F.H.: Es spricht sich schnell herum, wenn ein Krankenhaus gute Palliativarbeit macht. Ein guter Ruf ist definitiv markfähig. Davon kann das ganze Haus profitieren. Natürlich muss man auch sehen, dass man mit Sterbebegleitung weniger Geld verdienen kann als mit anderen Disziplinen der Medizin, das ist leider so. Reden bringt halt weniger ein als operieren, dabei ist es genauso wichtig.

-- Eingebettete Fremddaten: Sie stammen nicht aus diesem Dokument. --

PR #1225, opened 2024-04-19
Replicate (mostly) buildbot workflow for commits into master

oxpa:
Hello,

This pull request utilizes  nginx self hosted runners to build unit and it's modules on a variety of distros and two archs (for the lack of others for now).

The proposed CI creates 252 jobs which can be a bit excessive and may require some optimisations: some jobs don't really do what they should do just skipping test. It's mostly true for python, java and php where each distro has a number of version available and I was too lazy to get a proper configuration for what plays where.

I also replicated configuration management system by creating `setup.sh` which installs packages from a number of lists. And I created those per-OS list. The list is a bit excessive and replicates current buildbot workers. So there is some room for optimisations there as well.

The existing CI is left active for pull requests as it provides relatively fast way of checking code for obvious problems.


.github/workflows/ci-pull.yml
```diff
@@ -1,10 +1,8 @@
 name: ci
 
 on:
+  workflow_dispatch:
   pull_request:
-  push:
-    branches:
-      - master
```
callahad, line 7: I think we'd still want our PR checks to run on master to catch and obvious failures (e.g., PR CI passes separately for branch A and B independently, but not for the result of merging both into master)

oxpa: PR checks are more or less a subset of what this proposed CI does. We can still run it for a commit but it should not add any value

callahad: Limited value for us, but external forks won't have access to our self-hosted runners, and I'd want them to have sufficiently functional CI out-of-the-box.

oxpa: Not quite sure I fully understand the concern but I re-enabled the workflow for commits into master branch.

.github/scripts/setup.sh
```diff
@@ -0,0 +1,260 @@
+#/bin/sh -x
+
+DIR=`dirname $0`
+DISTRO="$1"; shift;
+
+# package management helpers
+PACKAGE_MANAGER_INSTALL_yum="yum --setopt=skip_missing_names_on_install=False install -y"
+PACKAGE_MANAGER_REMOVE_yum="yum erase -y"
```
ac000, line 8: Once we drop CentOS 7 (EOL in a couple of months IIRC) we should replace yum with dnf (it replaced yum several years ago), I don't even have yum on my Fedora 39 boxes.

.github/workflows/ci-commit.yml
```diff
@@ -0,0 +1,345 @@
...
+      fail-fast: false
+      matrix:
+        os: 
+          - ubuntu-22.04
+          - ubuntu-23.10
+          - debian-11
+          - debian-12
+          - alpine-3.19
+          - rhel-9
+          - amazonlinux-2023
```
ac000, line 23: There are more package lists than what's listed here, is that intentional?

ac000:
Some observations

1) Does it make sense to still rename ci.yml?, seeing as it isn't limited to pull-requests.
2) The last patch should just be folded into the first or
3) Do we even need those commits (first & last) now?

.github/scripts/setup.sh
callahad: Looks like RedHat rebrands `dnf` to `yum` in RHEL 8: https://access.redhat.com/documentation/en-us/red_hat_enterprise_linux/8/html/configuring_basic_system_settings/managing-software-packages_configuring-basic-system-settings

> Upstream documentation identifies the technology as DNF and the tool is referred to as DNF in the upstream.

callahad:
I agree with Andrew's comments above; LGTM once those are addressed.

.github/scripts/setup.sh
oxpa: We can fix this later, I guess. 
As per fedora, in a default rawhide container `yum` is still a symlink to `dnf`, so I don't expect any problems with earlier releases either.
```
:~$ docker run --rm -it fedora:rawhide /usr/bin/yum --version
4.19.0
  Installed: dnf-0:4.19.0-1.fc40.noarch at Mon Feb 19 08:10:37 2024
  Built    : Fedora Project at Thu Feb  8 16:33:42 2024

  Installed: rpm-0:4.19.1.1-1.fc40.x86_64 at Mon Feb 19 08:10:37 2024
  Built    : Fedora Project at Wed Feb  7 15:55:53 2024
```

.github/workflows/ci-commit.yml
oxpa: Yes and no: there is `alpine-3.18` list which I failed to use because there is no alpine 3.18 image for self hosted runners. So this one can be removed.
At the same time, having general lists (`debian`, `alpine`, `ubuntu`, `rhel`) is intentional: one can install a package for all versions of an OS family.

oxpa:
@ac000 
1. I'm happy to rename files further. See no reason to change their names but happy to rename it whatever you prefer.
2. I expect the purll request to be squash-merged. See no reason to keep this history of commits
3. Same as above: there should be a single commit in the repository.

.github/scripts/setup.sh
ac000: > Looks like RedHat rebrands `dnf` to `yum` in RHEL 8: https://access.redhat.com/documentation/en-us/red_hat_enterprise_linux/8/html/configuring_basic_system_settings/managing-software-packages_configuring-basic-system-settings
> 
> > Upstream documentation identifies the technology as DNF and the tool is referred to as DNF in the upstream.

Well, it's a _version_ of yum that is compatible with dnf (and older yum).

ac000: > We can fix this later, I guess. As per fedora, in a default rawhide container `yum` is still a symlink to `dnf`, so I don't expect any problems with earlier releases either.
> 
> ```
> :~$ docker run --rm -it fedora:rawhide /usr/bin/yum --version
> 4.19.0
>   Installed: dnf-0:4.19.0-1.fc40.noarch at Mon Feb 19 08:10:37 2024
>   Built    : Fedora Project at Thu Feb  8 16:33:42 2024
> 
>   Installed: rpm-0:4.19.1.1-1.fc40.x86_64 at Mon Feb 19 08:10:37 2024
>   Built    : Fedora Project at Wed Feb  7 15:55:53 2024
> ```

Maybe I removed it...

```
$ yum
bash: yum: command not found
$ rpm -q yum
package yum is not installed
```

.github/workflows/ci-commit.yml
ac000: rhel-8 also seems to be in the lists but not the workflow file...

.github/workflows/ci-pull.yml
```diff
@@ -1,10 +1,8 @@
 name: ci
 
 on:
+  workflow_dispatch:
```
ac000: Do we still need this change? Things _seem_ to work without it...

oxpa: This allows you to run a workflow manually on any branch. IMO it's useful and doesn't break anything.

ac000:
>     2. I expect the purll request to be squash-merged. See no reason to keep this history of commits

_If_ you keep the ci.yml change, then that should at least be a separate commit (with an explanation of why it's needed).

.github/workflows/ci-pull.yml
arbourd: Allows us to kick off builds without actually running a change, manually. Can be really useful!

ac000: OK, thanks for the explanation.

Then yeah, that should be done as a separate commit (it's not related to the other changes).

arbourd (approved):
This looks great! Assuming it works tho, as the job wasn't able to kick off within the PR, obviously.

If there are too many jobs, the long-running self hosted environments could run all tests together at once, or at least, matrix against every module-lang rather than module-lang-version. But that can always be optimized later.

I'm happy to help with some of those optimizations if needed, as well.

oxpa:
@arbourd Running too may tests is my main concern, really. I failed to find an easy way of pinning os-lang-version triplet while this will reduce the amount of jobs significantly. I'm happy to adopt any solution (maybe just hardcode it in?).
For now, I'm going to split the workflow into two parts, one per arch to avoid "no more than 256 jobs" limit.
We can also test multiple modules at once (say, go, php, java) on a single run. But it's more complicated with multiple versions of a single module (java-11, java-17, java-21). I'm happy to hear any proposals here as well.

thresheek:
Is it a such a good idea to create a job for every "$OS-$ARCH-$LANG"?  I think if we're to reuse the buildbot approach, we should be fine with "$OS-$ARCH" and then run steps for different $LANGs... this will save us quite some overhead in spinning up the machines.

.github/workflows/ci-commit.yml
```diff
@@ -0,0 +1,345 @@
+name: ci
```
ac000: This needs a more descriptive name...

.github/workflows/ci-commit.yml
```diff
@@ -0,0 +1,345 @@
...
+
+on:
+  workflow_dispatch:
+  push:
+    branches:
+      - master
```
ac000: I do sort of question this, as checking once things have hit master is a bit late...

.github/workflows/ci-pull.yml
ac000: The file renaming part of this commit should be dropped.

.github/workflows/ci-selfhosted-or-smth-like-that.yml
ac000, line 1: Can we just name it correctly from the start?

.github/workflows/ci.yml
ac000, line 1: I think this should be dropped. I.e this file should never have changed its name...

.github/workflows/ci-selfhosted.yml
ac000, line 1: Again, can we name this correctly from the start?

.github/workflows/ci-commit.yml
thresheek: We can't have self-hosted runners in a PR environment.  Also, all of this should move to a separate repo with added protections on who can edit and call the CI steps on the workflow.

thresheek:
I've come up with a slightly (much) easier workflow, not too dissimilar from what we currently use for njs (https://github.com/nginx/njs/blob/master/.github/workflows/ci.yml and https://github.com/nginx/ci-self-hosted/blob/main/.github/workflows/njs-buildbot.yml). 

I'll follow up with a PR for that soon-ish.

callahad:
Thanks for the heads up; closing in lieu of the new approach.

Und jetzt nochmal zum ersten Teil Ihrer Frage: Angehörige und Patienten befinden sich im Krankenhaus in einer Ausnahmesituation. Für Ärzte und Pflege hingegen handelt es sich um einen professionellen Rahmen mit gewissen Routinen. Allein dieser Umstand birgt Reibungspotential – für beide Seiten. Natürlich haben Ärzte und Pfleger die Aufgabe, ihr Fachwissen adäquat zu übersetzen. Auf der anderen Seite müssen Angehörige auch die Perspektive der Professionellen verstehen: Sie haben einen anderen Weg hinter sich und damit eine andere Sichtweise. Es geht also für beide Seiten darum, sich ohne Vorbehalte zu begegnen.

Könnte da auch Humor helfen? Sie betonen ja die Bedeutung von Humor beim Sterben. Wie geht das zusammen?

F.H.: Ach, das passt sehr gut zusammen. Kranke Menschen oder Menschen am Lebensende verlieren nicht automatisch ihren Humor, warum auch?

Ich bin auch immer wieder erstaunt, wie fröhlich es teilweise auf Palliativstationen und Hospizen zugeht. Humor kann etwas Entlastendes haben, viele Menschen am Lebensende wollen überhaupt nicht, dass alle bierernst um sie herum sind.

Im Gegenteil. Es gibt sogar Studien, die zumindest Hinweise liefern, dass Humor tatsächlich einen therapeutischen Effekt hat. Man darf das nicht überbewerten, aber sollte es eben auch nicht vergessen.

Können wir hinsichtlich des gesellschaftlichen Tabus hierzulande, was Sterben angeht, von anderen Ländern oder Kulturen lernen? 

F.H.: Ich habe einige muslimische Patienten kennengelernt auf einer Palliativstation. Was mir sehr gefallen hat, war der Familienzusammenhalt, und übrigens auch der Humor in der Familie. Da wurde viel gelacht und es war immer jemand da, wenn der Patient Ansprache brauchte. Sicherlich steht in vielen Teilen der Welt mit weniger technischem Fortschritt, wie wir ihn hierzulande gewohnt sind, der menschliche Faktor stärker im Vordergrund.